Exercise description =>
Scan the records for "queries". Show the matching lines.

BEGIN

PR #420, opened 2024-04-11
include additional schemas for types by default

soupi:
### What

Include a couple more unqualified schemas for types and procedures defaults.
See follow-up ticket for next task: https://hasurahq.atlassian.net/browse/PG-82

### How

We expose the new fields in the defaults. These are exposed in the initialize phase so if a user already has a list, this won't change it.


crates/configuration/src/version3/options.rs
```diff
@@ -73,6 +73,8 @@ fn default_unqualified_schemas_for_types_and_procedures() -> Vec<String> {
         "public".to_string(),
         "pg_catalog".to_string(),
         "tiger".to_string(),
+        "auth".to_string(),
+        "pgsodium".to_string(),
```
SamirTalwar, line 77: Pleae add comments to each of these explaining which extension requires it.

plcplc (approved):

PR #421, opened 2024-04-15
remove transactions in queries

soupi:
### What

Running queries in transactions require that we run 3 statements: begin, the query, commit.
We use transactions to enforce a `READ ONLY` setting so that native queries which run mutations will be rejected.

END

Reply to the task =>
remove transactions in queries
Running queries in transactions require that we run 3 statements: begin, the query, commit.
We use transactions to enforce a `READ ONLY` setting so that native queries which run mutations will be rejected.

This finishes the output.